TASK GOAL:
Count how many lines below contain the word "sulewicz", then give that number alone.

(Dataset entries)

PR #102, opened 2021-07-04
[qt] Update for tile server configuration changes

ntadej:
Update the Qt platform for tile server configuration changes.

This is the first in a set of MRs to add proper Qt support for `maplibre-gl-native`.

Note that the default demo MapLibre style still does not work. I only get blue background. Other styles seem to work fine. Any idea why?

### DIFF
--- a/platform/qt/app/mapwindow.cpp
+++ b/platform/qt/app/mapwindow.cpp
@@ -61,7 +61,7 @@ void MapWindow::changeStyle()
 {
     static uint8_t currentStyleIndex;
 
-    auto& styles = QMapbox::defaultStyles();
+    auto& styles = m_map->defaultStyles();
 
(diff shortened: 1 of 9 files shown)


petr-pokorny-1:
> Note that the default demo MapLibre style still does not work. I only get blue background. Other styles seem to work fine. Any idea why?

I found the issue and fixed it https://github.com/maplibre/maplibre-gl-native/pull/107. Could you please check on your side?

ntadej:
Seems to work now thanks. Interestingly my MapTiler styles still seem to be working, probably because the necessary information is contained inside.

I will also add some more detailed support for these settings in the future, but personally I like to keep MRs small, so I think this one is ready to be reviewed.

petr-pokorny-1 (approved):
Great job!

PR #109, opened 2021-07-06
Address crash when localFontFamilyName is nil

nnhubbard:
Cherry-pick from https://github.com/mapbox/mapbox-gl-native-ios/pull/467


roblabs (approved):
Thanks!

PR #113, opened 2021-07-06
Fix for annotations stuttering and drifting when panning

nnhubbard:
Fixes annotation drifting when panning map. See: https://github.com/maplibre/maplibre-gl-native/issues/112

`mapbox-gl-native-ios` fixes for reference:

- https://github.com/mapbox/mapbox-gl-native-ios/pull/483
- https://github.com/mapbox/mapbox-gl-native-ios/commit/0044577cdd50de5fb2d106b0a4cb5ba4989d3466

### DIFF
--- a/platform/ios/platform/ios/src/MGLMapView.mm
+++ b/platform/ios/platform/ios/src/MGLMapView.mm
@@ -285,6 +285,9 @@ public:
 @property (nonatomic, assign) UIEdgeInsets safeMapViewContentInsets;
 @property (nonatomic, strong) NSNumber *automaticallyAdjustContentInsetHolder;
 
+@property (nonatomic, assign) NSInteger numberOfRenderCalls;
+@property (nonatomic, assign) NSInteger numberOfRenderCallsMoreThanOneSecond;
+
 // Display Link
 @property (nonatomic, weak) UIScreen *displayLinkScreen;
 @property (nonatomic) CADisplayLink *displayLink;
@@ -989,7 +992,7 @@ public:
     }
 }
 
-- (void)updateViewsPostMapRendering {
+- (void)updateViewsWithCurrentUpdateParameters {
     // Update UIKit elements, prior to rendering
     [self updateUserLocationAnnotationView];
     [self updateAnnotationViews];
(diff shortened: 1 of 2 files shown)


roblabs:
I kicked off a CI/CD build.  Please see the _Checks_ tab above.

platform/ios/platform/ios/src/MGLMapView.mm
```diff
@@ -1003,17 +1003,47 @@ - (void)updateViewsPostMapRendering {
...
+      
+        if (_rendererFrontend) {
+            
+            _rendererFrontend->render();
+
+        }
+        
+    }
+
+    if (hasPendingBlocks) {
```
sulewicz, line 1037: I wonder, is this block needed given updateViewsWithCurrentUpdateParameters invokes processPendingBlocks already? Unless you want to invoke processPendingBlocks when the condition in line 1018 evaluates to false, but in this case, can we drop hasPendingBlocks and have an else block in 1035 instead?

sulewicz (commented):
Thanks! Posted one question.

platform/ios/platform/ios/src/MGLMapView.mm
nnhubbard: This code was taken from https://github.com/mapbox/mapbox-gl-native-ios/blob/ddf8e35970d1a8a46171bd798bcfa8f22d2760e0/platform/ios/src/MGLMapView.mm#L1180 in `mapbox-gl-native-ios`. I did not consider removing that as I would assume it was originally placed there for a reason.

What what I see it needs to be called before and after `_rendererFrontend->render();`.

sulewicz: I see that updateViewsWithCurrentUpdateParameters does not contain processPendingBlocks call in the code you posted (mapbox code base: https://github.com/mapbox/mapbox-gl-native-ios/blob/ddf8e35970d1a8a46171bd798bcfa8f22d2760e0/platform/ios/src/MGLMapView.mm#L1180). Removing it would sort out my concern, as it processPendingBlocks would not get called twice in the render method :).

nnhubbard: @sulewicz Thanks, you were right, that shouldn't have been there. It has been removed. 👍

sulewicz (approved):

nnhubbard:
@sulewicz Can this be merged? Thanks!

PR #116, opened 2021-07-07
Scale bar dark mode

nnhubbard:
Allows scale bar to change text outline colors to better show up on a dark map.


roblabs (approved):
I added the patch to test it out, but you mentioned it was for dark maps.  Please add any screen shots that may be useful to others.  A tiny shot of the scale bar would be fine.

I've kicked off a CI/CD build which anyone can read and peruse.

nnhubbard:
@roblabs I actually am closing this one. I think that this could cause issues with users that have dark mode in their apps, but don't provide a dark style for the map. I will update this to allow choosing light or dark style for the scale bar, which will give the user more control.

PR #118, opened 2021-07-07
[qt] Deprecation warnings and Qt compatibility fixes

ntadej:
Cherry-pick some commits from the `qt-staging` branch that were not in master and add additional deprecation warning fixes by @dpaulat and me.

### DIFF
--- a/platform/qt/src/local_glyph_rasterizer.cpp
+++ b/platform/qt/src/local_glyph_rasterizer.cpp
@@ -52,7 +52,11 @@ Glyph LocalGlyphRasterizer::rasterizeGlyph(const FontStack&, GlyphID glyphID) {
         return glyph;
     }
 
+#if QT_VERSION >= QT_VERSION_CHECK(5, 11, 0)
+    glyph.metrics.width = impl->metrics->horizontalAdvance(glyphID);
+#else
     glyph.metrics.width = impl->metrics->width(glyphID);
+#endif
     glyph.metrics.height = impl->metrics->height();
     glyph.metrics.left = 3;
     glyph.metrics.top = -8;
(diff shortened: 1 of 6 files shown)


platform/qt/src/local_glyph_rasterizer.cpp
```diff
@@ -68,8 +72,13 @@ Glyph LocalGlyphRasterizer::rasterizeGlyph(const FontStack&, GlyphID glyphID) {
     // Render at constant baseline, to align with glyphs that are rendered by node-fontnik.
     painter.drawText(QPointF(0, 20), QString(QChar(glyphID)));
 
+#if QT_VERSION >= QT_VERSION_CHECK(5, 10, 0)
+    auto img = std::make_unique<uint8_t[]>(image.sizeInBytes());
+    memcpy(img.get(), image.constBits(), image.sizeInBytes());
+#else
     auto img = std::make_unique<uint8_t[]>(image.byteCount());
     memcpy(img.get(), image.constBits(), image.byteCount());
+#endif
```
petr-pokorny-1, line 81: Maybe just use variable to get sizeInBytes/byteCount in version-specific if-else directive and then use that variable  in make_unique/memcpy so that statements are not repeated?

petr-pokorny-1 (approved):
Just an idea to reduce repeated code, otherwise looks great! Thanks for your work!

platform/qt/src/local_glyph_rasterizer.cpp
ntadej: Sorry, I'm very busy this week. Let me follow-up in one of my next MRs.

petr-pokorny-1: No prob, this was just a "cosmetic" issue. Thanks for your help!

EXERCISE RESULT:
6